Wednesday, March 05, 2008

The BBC reports on a report from Whistleblower about nurseries, which dovetails nicely with my earlier posting about a woman who couldn't understand why friends thought she shouldn't put her five month old baby into a nursery in order to go back to work full time.

The shocking news that children are not well looked after in many of the nurseries around the country is not news. Even if you had the best nursery nurses in the country, a one to 13 ratio between the nursery nurses and babies makes it impossible for them to do anything but crisis control. They can't look after the babies properly.

Any parent knows that it can be a full time job to look after one baby properly and meet their needs. The idea that one person can do that for 13 babies is laughable. All over the country, in nurseries good and bad, children are lacking stimulation, lying in wet and dirty nappies.

My Quaker meeting in Uxbridge leases out the old building to a nursery during the week, and many of the older members regard this as tantamount to a social service. It's a dark building with high windows though. I would not have left any of my children there. I don't know whether the people there are good, bad or indifferent nursery nurses, but the building is totally unsuitable as a nursery. If the OFSTED inspectors were doing what the general public expect that they should, they'd have closed it down.
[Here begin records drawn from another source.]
Issue #409, opened 2018-04-25
Wrong units when graphing body weight readings


chwalters:
On the overview screen, select body weight.  If user settings are for imperial units (lbs) - this is ignored on the chart and values are shown in metric (kg).  To reproduce, add body weight readings in imperial units (lbs) and then try to chart them.  Desire behaviour is to show the chart using the settings chosen by the user.

PR #410, opened 2018-04-25
fix-for-409

chwalters:
Proposed fix for #409 - displays the chart of weight values in the user's preferred units

### DIFF
--- a/app/src/main/java/org/glucosio/android/activity/AddWeightActivity.java
+++ b/app/src/main/java/org/glucosio/android/activity/AddWeightActivity.java
@@ -76,7 +76,7 @@ public class AddWeightActivity extends AddReadingActivity {
             double weightVal = readingToEdit.getReading();
             if (needUnitConversion)
                 weightVal = GlucosioConverter.kgToLb(weightVal);
-            readingTextView.setText(this.numberFormat.format(weightVal));
+            readingTextView.setText(numberFormat.format(weightVal));
             Calendar cal = Calendar.getInstance();
             cal.setTime(readingToEdit.getCreated());
             this.getAddDateTextView().setText(formatDateTime.getDate(cal));
--- a/app/src/main/java/org/glucosio/android/fragment/OverviewFragment.java
+++ b/app/src/main/java/org/glucosio/android/fragment/OverviewFragment.java
@@ -532,10 +532,19 @@ public class OverviewFragment extends Fragment implements OverviewView {
     private LineData generateWeightData() {
         List<String> xVals = new ArrayList<>();
         List<Entry> yVals = new ArrayList<>();
+        boolean needUnitConversion = false;
+
+        if (!"kilograms".equals(presenter.getWeightUnitMeasuerement())) {
+            needUnitConversion = true;
+        }
 
         int k = 0;
         for (int i = presenter.getWeightReadings().size() - 1; i >= 0; i--) {
             float val = Float.parseFloat(presenter.getWeightReadings().get(i).toString());
+            if (needUnitConversion) {
+                val = (float)GlucosioConverter.kgToLb(val);
+            }
+
             yVals.add(new Entry(k, val));
             k++;
         }
--- a/app/src/test/java/org/glucosio/android/activity/HelloActivityTest.java
+++ b/app/src/test/java/org/glucosio/android/activity/HelloActivityTest.java
@@ -1,7 +1,8 @@
 package org.glucosio.android.activity;
 
+import android.content.DialogInterface;
 import android.content.res.Resources;
-
+import android.support.v7.app.AlertDialog;
 import org.assertj.core.util.Lists;
 import org.glucosio.android.RobolectricTest;
 import org.junit.Before;
@@ -9,6 +10,7 @@ import org.junit.Test;
 import org.mockito.ArgumentCaptor;
 import org.mockito.Captor;
 import org.robolectric.Robolectric;
+import org.robolectric.shadows.ShadowDialog;
 
 import java.util.Collections;
 import java.util.Locale;
@@ -30,7 +32,7 @@ public class HelloActivityTest extends RobolectricTest {
     private ArgumentCaptor<String> stringCaptor;
 
     @Before
-    public void setUp() throws Exception {
+    public void setUp() {
         initMocks(this);
 
         when(getLocaleHelper().getDeviceLocale()).thenReturn(new Locale("en"));
@@ -41,7 +43,7 @@ public class HelloActivityTest extends RobolectricTest {
     }
 
     @Test
-    public void ShouldBindView_WhenCreated() throws Exception {
+    public void ShouldBindView_WhenCreated() {
         assertThat(activity.languageSpinner).isNotNull();
         assertThat(activity.countrySpinner).isNotNull();
         assertThat(activity.ageTextView).isNotNull();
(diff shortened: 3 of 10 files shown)


emartynov:
Chris, why did you change only one place and not all similar everywhere?

chwalters:
Didn’t have time to fix all will do tomorrow sorry

app/src/main/java/org/glucosio/android/activity/AddWeightActivity.java
```diff
@@ -62,14 +66,18 @@ protected void onCreate(Bundle savedInstanceState) {
...
 
         // If an id is passed, open the activity in edit mode
         FormatDateTime formatDateTime = new FormatDateTime(getApplicationContext());
         if (this.isEditing()) {
             setTitle(R.string.title_activity_add_weight_edit);
             WeightReading readingToEdit = presenter.getWeightReadingById(this.getEditId());
-            readingTextView.setText(readingToEdit.getReading() + "");
+            double weightVal = readingToEdit.getReading();
+            if (needUnitConversion)
+                weightVal = GlucosioConverter.kgToLb(weightVal);
```
emartynov: Was it somehow forgotten?

app/src/main/java/org/glucosio/android/activity/HelloActivity.java
```diff
@@ -100,11 +104,14 @@ protected void onCreate(Bundle savedInstanceState) {
 
         initStartButton();
 
-        Analytics analytics = application.getAnalytics();
```
emartynov: You can move report analytics to `onStart` of activity and there it will use flag or not. After the dialog is closed it will call this method. This way you can preserve removed test.

app/src/main/java/org/glucosio/android/fragment/OverviewFragment.java
```diff
@@ -532,10 +532,19 @@ private LineData generateKetonesData() {
...
+
+        if (!"kilograms".equals(presenter.getWeightUnitMeasuerement())) {
+            needUnitConversion = true;
+        }
 
         int k = 0;
         for (int i = presenter.getWeightReadings().size() - 1; i >= 0; i--) {
             float val = Float.parseFloat(presenter.getWeightReadings().get(i).toString());
+            if (needUnitConversion) {
+                val = (float)GlucosioConverter.kgToLb(val);
```
emartynov, line 545: Was it forgotten?

emartynov: The conversion I mean

app/src/test/java/org/glucosio/android/activity/HelloActivityTest.java
```diff
@@ -40,11 +40,6 @@ public void setUp() throws Exception {
         activity = Robolectric.buildActivity(HelloActivity.class).create().get();
     }
 
-    @Test
-    public void ShouldReportAnalytics_WhenCreated() throws Exception {
```
emartynov: Removing test because you can not fix it is usually bad idea

emartynov (commented):
The changes overall look good. 

The main comment I would separate these changes into two or even three:
* opt out analytics and crashes
* formatting fixes
* conversion of the weight

The small comment that I would modify test and code to make it working. But it is up to you.

app/src/main/java/org/glucosio/android/activity/AddWeightActivity.java
chwalters: I don't understand this comment

app/src/main/java/org/glucosio/android/activity/HelloActivity.java
chwalters: I'm sorry I don't understand why this is needed

app/src/main/java/org/glucosio/android/fragment/OverviewFragment.java
chwalters: I don't understand this comment

app/src/test/java/org/glucosio/android/activity/HelloActivityTest.java
chwalters: I think the test is pretty pointless

app/src/main/java/org/glucosio/android/fragment/OverviewFragment.java
emartynov: Question was - we never had this functionality so we never had proper working weight for imperial countries, correct?

app/src/test/java/org/glucosio/android/activity/HelloActivityTest.java
emartynov: Please give pointness definition of the test

emartynov: I also said it is up to you. I do understand situation when you don't get any support from the platform devs and tests are not the simplest thing to write or modify

app/src/main/java/org/glucosio/android/activity/AddWeightActivity.java
emartynov: Sorry for that. The question was - we never had this functionality so we never had a proper working weight for imperial countries, correct?

app/src/main/java/org/glucosio/android/activity/HelloActivity.java
emartynov: We have a bunch of activity lifecycle events in Activity. We are interested in two `onCreate()` and `onStart()`.

`onCreate()` is called only once and there you show dialogue where the user decides to allow or not analytics and crashes.

`onStart()` is called a couple of times and one when the user closes the dialogue. 

So the proposal about moving analytics report to start method will allow to easily test it as well. However, this will bring side effect that this analytics might be reported a couple of times.

app/src/main/java/org/glucosio/android/activity/AddWeightActivity.java
chwalters: Correct, as far as I can tell it never worked for imperial countries

app/src/test/java/org/glucosio/android/activity/HelloActivityTest.java
chwalters: Testing whether the user chooses to report requires a UI test of some kind, I don't know how to do that here

app/src/main/java/org/glucosio/android/fragment/OverviewFragment.java
chwalters: Correct, as far as I can tell it never worked for imperial countries

app/src/main/java/org/glucosio/android/activity/HelloActivity.java
chwalters: Again, I don't understand the benefit or reason why this would be good to do, if it is really good perhaps you can change it to show me how it should work?

app/src/main/java/org/glucosio/android/activity/AddWeightActivity.java
emartynov: Clear! 👍

app/src/main/java/org/glucosio/android/fragment/OverviewFragment.java
emartynov: 👍

app/src/main/java/org/glucosio/android/activity/HelloActivity.java
emartynov: I will return test and modify it today

emartynov: Addressed

emartynov:
LGTM

emartynov:
Rebased branch so no conflicts with develop

PR #413, opened 2018-06-07
Summary: Remove e-mail support as an option.

chrispecoraro:
- Remove from support menu.
- Comment out related handler code.

### DIFF
--- a/app/src/main/java/org/glucosio/android/activity/MainActivity.java
+++ b/app/src/main/java/org/glucosio/android/activity/MainActivity.java
@@ -415,31 +415,34 @@ public class MainActivity extends AppCompatActivity implements DatePickerDialog.
         builder.setItems(getResources().getStringArray(R.array.menu_support_options), new DialogInterface.OnClickListener() {
             @Override
             public void onClick(DialogInterface dialog, int which) {
-                if (which == 0) {
-                    // Email
-                    Intent emailIntent = new Intent(Intent.ACTION_SENDTO, Uri.parse("mailto:hello@glucosio.org"));
-                    boolean activityExists = emailIntent.resolveActivityInfo(getPackageManager(), 0) != null;
 
-                    if (activityExists) {
-                        startActivity(emailIntent);
-                    } else {
-                        showSnackBar(getResources().getString(R.string.menu_support_error1), Snackbar.LENGTH_LONG);
-                    }
-                } else {
-                    // Forum
-                    String url = "http://community.glucosio.org/";
-                    Intent i = new Intent(Intent.ACTION_VIEW, Uri.parse(url));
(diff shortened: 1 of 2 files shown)


app/src/main/java/org/glucosio/android/activity/MainActivity.java
```diff
@@ -415,31 +415,34 @@ public void openSupportDialog() {
...
-                    i.setPackage("com.android.chrome");
-                    try {
-                        startActivity(i);
-                    } catch (ActivityNotFoundException e) {
-                        // Chrome is probably not installed
-                        // Try with the default browser
-                        i.setPackage(null);
-                        startActivity(i);
-                    }
+//          E-mail support is no longer an option.
```
emartynov, line 419: Why keep commented code? If we need this code we can easily find it in the history

app/src/main/java/org/glucosio/android/activity/MainActivity.java
```diff
@@ -415,31 +415,34 @@ public void openSupportDialog() {
...
+//                        startActivity(emailIntent);
+//                    } else {
+//                        showSnackBar(getResources().getString(R.string.menu_support_error1), Snackbar.LENGTH_LONG);
+//                    }
+                // } else {
+                // Forum
+                String url = "http://community.glucosio.org/";
+                Intent i = new Intent(Intent.ACTION_VIEW, Uri.parse(url));
+                i.addFlags(Intent.FLAG_ACTIVITY_NEW_TASK);
+                i.setPackage("com.android.chrome");
```
emartynov, line 436: Off topic, but why to ever set package here at all?

emartynov (changes requested):
I didn't test it but codewise it looks good. Could you remove commented code? And I would merge it as soon as testing confirms there is no regression or missed places where we do contact support more

app/src/main/java/org/glucosio/android/activity/MainActivity.java
chrispecoraro: I just thought that if we leave it, someday we want to re-enable e-mail as an option again, any new programmer could easily find this and just uncomment it.

app/src/main/java/org/glucosio/android/activity/MainActivity.java
chrispecoraro: I'm not familiar enough with Android to comment. @paolorotolo may know.

app/src/main/java/org/glucosio/android/activity/MainActivity.java
chwalters: In general keeping commented out code is not often a good idea, since the revision control system / history can show the change and what is commented out might not work again in the future so it might be confusing or cause problems down the line, just my 0.02

PR #414, opened 2018-06-07
Bumped build and version number (and version string)

chwalters:
Here I have bumped the version number, name and build number for your consideration


emartynov:
LGTM!

Issue #423, opened 2018-07-19
When using ',' as decimal separator readings are corrupted


chwalters:
When using phone locale such that ',' (comma) is the decimal separator (such as Nederland/Dutch), the app won't allow users to enter valid data, e.g., 12.8 becomes 128 when saved, but 12,8 isn't accepted as a valid input.  Reported by http://community.glucosio.org/t/cant-use-decimals-for-mmol-l-level/164/4 I was able to duplicate in Android simulator

Steps to Reproduce

Go to 'Settings->System->Languages & Input->Languages and change phone to 'Nederlands' locale.  Try adding a reading into Glucosio.  Readings cannot be edited correctly once the locale is changed either.

PR #424, opened 2018-07-19
develop-fix-423

chwalters:
Possible fixes for #423


emartynov:
LGTM! Did you test it?

chwalters:
I did run the 'tests' but also tried to test it on the simulator by switching different locales.  I tested a fair bit, but no doubt it could use even more

PR #432, opened 2021-12-28
data loss fix for adda1activity

Naitim:
Hello developers of glucosio

I am using your app glucosio. I think the app is great but I have one minor patch that could improve the user experience.

Here is a picture to help illustrate what activity that are changed in my patch:

https://ibb.co/f1bDCm0

When the user tries to create a new add HBa1c entry. If the screen focus goes to another app or activity(for example if an incoming call forces the user to go into the phone app), the user will lose any data they had put into this page if the app is force closed by Android.

This feature will automatically store the data when the user leaves the activity without submitting and restore said data when they restart the activity(this can be seen here where I closed the activity and restarted it https://ibb.co/RzN67dd). Therefore, the user does not have to fill in the data again thus improving the user experience.

I have tested out the feature to ensure it works.

If you have any questions or if you would like me to change anything, please do not hesitate to let me know!

Thank you for your time,
Tim

### DIFF
--- a/app/src/main/java/org/glucosio/android/activity/AddA1CActivity.java
+++ b/app/src/main/java/org/glucosio/android/activity/AddA1CActivity.java
@@ -20,6 +20,7 @@
 
 package org.glucosio.android.activity;
 
+import android.content.SharedPreferences;
 import android.os.Bundle;
 import android.support.v7.widget.Toolbar;
 import android.widget.TextView;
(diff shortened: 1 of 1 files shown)


emartynov:
Hi Tim,

Super thank you for the contribution! Unfortunately, The project was abandoned for quite some time already. I would recommend to fork the project or joining another active fork to avoid this PR staying open forever.

Eugen (The former contributor to the app)

emartynov:
BTW, for this case, it is better not to use shared preferences but check the `onSaveInstanceState` method.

As a society, children have a low priority for many people, and our society's Victorian attitude that children ought to be quiet and not disrupt life for the adults is pervading everywhere. Mothers are being made to feel that they are odd or even destructive if they want to be with their children and particularly if they wish not to work in order to care for their children.

It's astonishing to me that there are not more tragedies involving children in nurseries. The biggest tragedy though will not emerge for some years, when these children become parents themselves and begin to inflict what happened to them on their own babies.

In a rich country like the UK, we have the opportunity to be giving our children a much richer childhood than their ancestors experienced. Instead, we are giving them money and things bought at the expensive of shoving them into nurseries as babies and schools to be tested to destruction throughout their childhoods. It's nuts.